Konu ile ilgili açıklamalarda bulunan Stellantis CEO’su Carlos Tavares, “Elektrikliye geçiş ve yazılım stratejilerimiz, kablosuz özellikler ve hizmetlerle ilgili ticari büyümeden yararlanıp, müşterilerimize en iyi kullanıcı deneyimini sunarak, sektöre öncülük eden sürdürülebilir bir ulaşım teknolojisi şirketi olma hedefimizi destekliyoruz. Dört STLA araç platformunda kullanmak üzere 2024’te pazara sunacağımız, yapay zeka destekli üç yeni teknoloji platformuyla, donanım ve yazılım döngülerini ayrıştırarak hız ve çeviklik kazanacağız” dedi.
Foxconn ile çip ortaklığı!
Foxconn ile imzalanan ve bağlayıcı olmayan mutabakat, Stellantis ile üçüncü parti müşterileri desteklemek için bir mikro denetleyici çip ailesi tasarlamayı amaçlıyor. Ortaklık ile şirketin mikro denetleyici ihtiyacının yüzde 80’inden fazlasının karşılanması, tedarik zincirini büyük ölçüde basitleştirmeye yardımcı olacak dört çip ailesinin geliştirilmesi amaçlanıyor. Ürünlerin, 2024’e kadar Stellantis araçlarına adapte edilmesi ve uygulanması hedefleniyor.
Waymo ile gerçekleştirilen özel projelere devam ediliyor!

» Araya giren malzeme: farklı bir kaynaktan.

PR #1112, opened 2026-07-27
RANGER-5678: Concurrent policy-engine rebuild on shared serviceDef causes CME/NPE for delegated-admin User

vyommani:

Under concurrent delegated-admin V2 API load, multiple threads rebuild the policy engine for the same service — or for services that share a tag serviceDef — at the same time. Each rebuild calls ServiceDefUtil.normalize() on the shared, cached RangerServiceDef, which mutates it in place, causing ConcurrentModificationException/NullPointerException under concurrent access.
The fix makes ServiceDefUtil.normalize() return a deep copy of the RangerServiceDef instead of mutating its input.

Initially, I assumed adding copy constructors and changing normalize() to copy-then-mutate would be enough on its own. However, ServiceDefUtil.normalize() was both mutating its input and returning it — which made its original intent ambiguous: was the return value meant to be authoritative, or was it just a convenience alongside the real effect (the in-place mutation)? Rather than guess, I took the conservative approach: treat the return value as authoritative, and update every call site to propagate the returned (now-copied) RangerServiceDef back to wherever the caller had originally expected the mutation to be visible. This keeps the change behavior-preserving — nothing that depended on seeing the normalized state after calling normalize() loses that guarantee — while fully resolving the CME/NPE.

## How was this patch tested?

Existing unit tests updated and passing.
New test testNormalizeDoesNotMutateOrShareStateWithSource verifies identity and content isolation.
Local concurrency exercises (same serviceDef + cross-service shared tag serviceDef) no longer reproduce the CME/NPE

### DIFF
--- a/agents-common/src/main/java/org/apache/ranger/plugin/model/RangerBaseModelObject.java
+++ b/agents-common/src/main/java/org/apache/ranger/plugin/model/RangerBaseModelObject.java
@@ -57,6 +57,17 @@ public class RangerBaseModelObject implements java.io.Serializable {
         setIsEnabled(null);
     }
 
+    public RangerBaseModelObject(RangerBaseModelObject other) {
+        setId(other.getId());
+        setGuid(other.getGuid());
+        setIsEnabled(other.getIsEnabled());
+        setCreatedBy(other.getCreatedBy());
+        setUpdatedBy(other.getUpdatedBy());
+        setCreateTime(other.getCreateTime());
+        setUpdateTime(other.getUpdateTime());
+        setVersion(other.getVersion());
+    }
+
     public static <T> List<T> nullSafeList(List<T> coll) {
         return nullSafeSupplier.toList(coll);
     }
--- a/agents-common/src/main/java/org/apache/ranger/plugin/model/RangerServiceDef.java
+++ b/agents-common/src/main/java/org/apache/ranger/plugin/model/RangerServiceDef.java
@@ -32,6 +32,7 @@ import java.util.HashSet;
 import java.util.List;
 import java.util.Map;
 import java.util.Set;
+import java.util.function.UnaryOperator;
 
 @JsonAutoDetect(fieldVisibility = Visibility.ANY)
 @JsonInclude(JsonInclude.Include.NON_EMPTY)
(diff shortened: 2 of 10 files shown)


vyommani:
@mneethiraj , @pradeepagrawal8184 , can you please review this PR when you get time.

mneethiraj (commented):
@vyommani  - how about adding `normalize()` method in `RangerServiceDef` which will perform the operation in thread-safe way. This will isolate the details within `RangerServiceDef`.

vyommani:
> @vyommani - how about adding `normalize()` method in `RangerServiceDef` which will perform the operation in thread-safe way. This will isolate the details within `RangerServiceDef`.

Good suggestion, and it's true that today's ServiceDefUtil.normalizeDataMaskDef()/normalizeRowFilterDef() are technically callable directly on an un-copied instance, which is a real gap worth closing eventually. One clarification on the "thread-safe" framing: the current fix doesn't need any synchronization at all - normalize() returns a fresh copy with no shared mutable state, so there's nothing left to lock. Moving it onto RangerServiceDef wouldn't change that; it'd still be copy-then-mutate, just called as serviceDef.normalize() instead of ServiceDefUtil.normalize(serviceDef).

We'd rather not fold this into the current PR. Making it worthwhile (not just a thin wrapper) means normalizeDataMaskDef()/normalizeRowFilterDef() becoming private instance methods only reachable through the new normalize(), which means re-touching every call site we just finished auditing and testing , plus a decision on whether normalizeAccessTypeDefs()/getMarkerAccessTypes()/getDataMaskType() move too (leaving them as static utilities would create a half-migrated, inconsistent API). None of that is hard, but it's real scope on a patch that just went green.

We'll file this as a follow-up and take a pass at moving the whole normalize-family onto the model class in one coherent change, rather than partially migrating it here.

mneethiraj:
> > @vyommani - how about adding `normalize()` method in `RangerServiceDef` which will perform the operation in thread-safe way. This will isolate the details within `RangerServiceDef`.
>
... 
> 
> We'll file this as a follow-up and take a pass at moving the whole normalize-family onto the model class in one coherent change, rather than partially migrating it here.

@vyommani  - instead of taking this fix and then subsequent patch to move normalization to RangerServiceDef, why not skip the current fix and directly go with the final/desired fix?

vyommani:
> @vyommani - how about adding `normalize()` method in `RangerServiceDef` which will perform the operation in thread-safe way. This will isolate the details within `RangerServiceDef`.

Good suggestion, and it's true that today's ServiceDefUtil.normalizeDataMaskDef()/normalizeRowFilterDef() are technically callable directly on an un-copied instance, which is a real gap worth closing eventually. One clarification on the "thread-safe" framing: the current fix doesn't need any synchronization at all - normalize() returns a fresh copy with no shared mutable state, so there's nothing left to lock. Moving it onto RangerServiceDef wouldn't change that; it'd still be copy-then-mutate, just called as serviceDef.normalize() instead of ServiceDefUtil.normalize(serviceDef).

We'd rather not fold this into the current PR. Making it worthwhile (not just a thin wrapper) means normalizeDataMaskDef()/normalizeRowFilterDef() becoming private instance methods only reachable through the new normalize(), which means re-touching every call site we just finished auditing and testing , plus a decision on whether normalizeAccessTypeDefs()/getMarkerAccessTypes()/getDataMaskType() move too (leaving them as static utilities would create a half-migrated, inconsistent API). None of that is hard, but it's real scope on a patch that just went green.

We'll file this as a follow-up and take a pass at moving the whole normalize-family onto the model class in one coherent change, rather than partially migrating it here.

> @vyommani - instead of taking this fix and then subsequent patch to move normalization to RangerServiceDef, why not skip the current fix and directly go with the final/desired fix?

Update on the normalize()-as-instance-method idea - started the migration on a separate branch and found something worth flagging before we go further.

normalizeDataMaskDef()/normalizeRowFilterDef() call ServiceDefUtil.mergeResourceDef()/mergeAccessTypeDef(), which are private static on ServiceDefUtil. These aren't trivial - they're real merge logic (field-by-field precedence rules, a couple of special-cased conditions, manual per-key map merging). Moving the normalize family onto RangerServiceDef means either making these private helpers public (leaking internal merge logic as permanent public API for one caller) or cascading the move further into RangerServiceDef. Neither is great  RangerServiceDef is a plain data model everywhere else in the codebase, and this would be the first real business logic living on it.

Given that design cost, I don't think the full migration is worth pursuing as originally scoped. If we still want the nicer call syntax, a thin delegating wrapper gets it for free with none of the downside:

public RangerServiceDef normalize() {
    return ServiceDefUtil.normalize(this);
}

Everything else - normalizeDataMaskDef, normalizeRowFilterDef, mergeResourceDef, mergeAccessTypeDef - stays exactly where it is, exactly as private as it is today. Zero cascade, zero visibility changes, zero risk.

Open to your read on whether even the thin wrapper is worth adding, or whether we just leave ServiceDefUtil.normalize() as the one true entry point and close this out.

mneethiraj:
@vyommani  - I suggest considering the approach in [RANGER-5678.patch](https://github.com/user-attachments/files/30689786/RANGER-5678.patch)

Stellantis, Waymo ile gerçekleştirdiği projelerine de devam ediyor. Waymo Driver ile donatılan Chrysler Pacifica Hybrid’lerin Phoenix, ABD Arizona’da binlerce tam otonom sürüşü tamamlamasının ardından, Stellantis ve Waymo da ortaklıklarını yerel dağıtım hizmetlerine odaklanmak üzere genişletti. Stellantis'in hafif ticari araçlardaki liderliğini ve elektrikliye geçiş için yaptığı yatırımı esas alan ortaklık, ticari gelişime odaklanan iş akışlarına yönelik iş birliği yapıyor. Mühendislik ekiplerinin, 2022’de Stellantis prototiplerini tanıtması amaçlanıyor. Stellantis, yazılım ve bağlantılı hizmetlere yönelik iş hacmini beş temel başlık altında geliştirmeyi amaçlıyor. Bu konuların arasında ise “Hizmetler ve Abonelikler”, “İhtiyaca Yönelik Özellikler”, “Hizmet Olarak Veri ve Filo Hizmetleri”, “Araç Fiyatlandırması ve Yeniden Satış Değeri” ve “Kazanımlar, Hizmeti Elde Tutma ve Çapraz Satış” yer alıyor.
Stellantis’in dünya genelinde 12 milyon adet bağlantılı otomobili bulunuyor. 2026’a kadar bu rakamın 26 milyon araca ulaşarak yaklaşık 4 milyar Euro gelir elde etmesi ve 2030’a kadar 34 milyon araca ulaşarak, yaklaşık 20 milyar Euro yıllık gelir elde etmesi bekleniyor. Stellantis, 2022’de veri toplama becerilerini kullanarak, Avrupa ve Kuzey Amerika’daki kendine ait finans kolları üzerinden kullanıcı odaklı bir sigorta programı başlatacak.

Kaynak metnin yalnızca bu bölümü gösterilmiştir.